Because of this, it is useful to know about other time parameters as well:
untilTimePeriod
: return dataset items from the oldest record up until the
set time, for example "all data until 2000": untilTimePeriod = 2000
sinceTimePeriod
: return dataset items starting from set time, for example
"all datastarting from 2008": sinceTimePeriod = 2008
lastTimePeriod
: starting from the most recent time period, how many
preceding time periods should be returned? For example 10 most
recent observations: lastTimePeriod = 10
Using both untilTimePeriod
and sinceTimePeriod
parameters in the same
query is allowed, making the usage of the R colon operator unnecessary.
In the case of quarterly data, using untilTimePeriod
and sinceTimePeriod
parameters also works, as opposed to the colon operator, so it is generally
safer to use them as well.
In get_eurostat_json()
examples nama_10_gdp
dataset is filtered with
two additional filter parameters:
na_item = "B1GQ"
unit = "CLV_I10"
Filters like these are most likely unique to the nama_10_gdp
dataset
(or other datasets within the same domain) and should
not be used with others dataset without user discretion.
By using label_eurostat()
we know that "B1GQ"
stands for
"Gross domestic product at market prices" and
"CLV_I10"
means "Chain linked volumes, index 2010=100".

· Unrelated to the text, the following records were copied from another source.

PR #2701, opened 2023-06-23
feat: allow more dockerd options

twildber:
- Added a description how to mount a configmap to configure multiple docker daemon options
- Moved the directory structure creation for the rootless-docker runner to the image.
  That way it will not break permissions while mounting the configmap.

provides feature: https://github.com/actions/actions-runner-controller/issues/2700


mumoshu (approved):
LGTM. Thank you for your patience and awesome contribution @twildber!

PR #2705, opened 2023-06-28
fix: template test of service account

Langleu:
test regression of https://github.com/actions/actions-runner-controller/pull/2567

Adjusts the tests as they fail on master and any other branch. See [Go test](https://github.com/actions/actions-runner-controller/actions/runs/5389106723/jobs/9782621900) on master.
`-service-account` was removed but the tests to check that weren't adjusted.


Langleu:
@nikola-jokic, please have a look since you've also reviewed the previous PR.
I ran it locally with `make test-with-deps` and the errors were resolved.

nikola-jokic (approved):
Thanks for fixing this :relaxed:

PR #2708, opened 2023-06-28
add opportunity write dnsPolicy for controller by helm values

sobolevskaya-k:
hello, i read that if using hostNetwork: true then need dnsPolicy: ClusterFirstWithHostNet. from this [doc](https://kubernetes.io/docs/concepts/services-networking/dns-pod-service/#pod-s-dns-policy). can you add possibility for defining this parameter in helm values?


mumoshu (approved):
Good finding! Thanks a lot for sharing your awesome work! @sobolevskaya-k ☺️

PR #2712, opened 2023-07-01
Clarify multiple metrics in docs

julietrb1:
I hadn't seen any examples or documentation about how combining multiple HorizontalRunnerAutoscalers behaves in close proximity to the explanation of the metric types in the documentation, so I didn't know if it was even allowed.

This commit moves the explanation from *Autoscaling to/from 0* to *Pull Driven Scaling*, where it clarifies usage closer to the metric definitions.


mumoshu (approved):
LGTM. Thanks for your attention and fixing it @julietrb1!

PR #2713, opened 2023-07-01
chore: Set build version on make-runscaleset

mumoshu:
This enables us to locally test various runner versions.

For example, you can now run `VERSION=0.4.0 make run-scaleset` to let the local runnerscaleset controller to manage runners deployed using the runner-scale-set chart v0.4.0.


nikola-jokic (approved):
Great catch!

Link- (approved):

Link-:
🚢 it!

Different dimension codes can be translated to a natural language by using
the get_eurostat_dic()
function, which returns labels for individual
dimension items such as na_item
and unit
, as opposed to
label_eurostat()
which does it for whole datasets. For example, the
parameter na_item
stands for "National accounts indicator (ESA 2010)" and
unit
stands for "Unit of measure".
All datasets have metadata available in English, French and German. If no parameter is given, the labels are returned in English.
Example:
lang = "fr"
For more information about data filtering see Eurostat documentation on API Statistics: https://wikis.ec.europa.eu/display/EUROSTATHELP/API+Statistics+-+data+query#APIStatisticsdataquery-TheparametersdefinedintheRESTrequest
The Eurostat Table of Contents (TOC) is downloaded from https://ec.europa.eu/eurostat/api/dissemination/catalogue/toc/txt?lang=en (default) or from French or German language variants: https://ec.europa.eu/eurostat/api/dissemination/catalogue/toc/txt?lang=fr https://ec.europa.eu/eurostat/api/dissemination/catalogue/toc/txt?lang=de
See Eurostat documentation on TOC items: https://wikis.ec.europa.eu/display/EUROSTATHELP/API+-+Detailed+guidelines+-+Catalogue+API+-+TOC
"Eurostat's general copyright notice and licence policy is applicable and can be consulted here: https://ec.europa.eu/eurostat/about-us/policies/copyright
Please also be aware of the European Commission's general conditions: https://commission.europa.eu/legal-notice_en
Moreover, there are specific provisions applicable to some of the following datasets available for downloading. The download and usage of these data is subject to their acceptance:
Administrative Units / Statistical Units
Population distribution / Demography
Transport Networks
Land Cover
Elevation (DEM)"
Of the abovementioned datasets, Administrative Units / Statistical Units is applicable if the user wants to draw maps with borders provided by GISCO / EuroGeographics.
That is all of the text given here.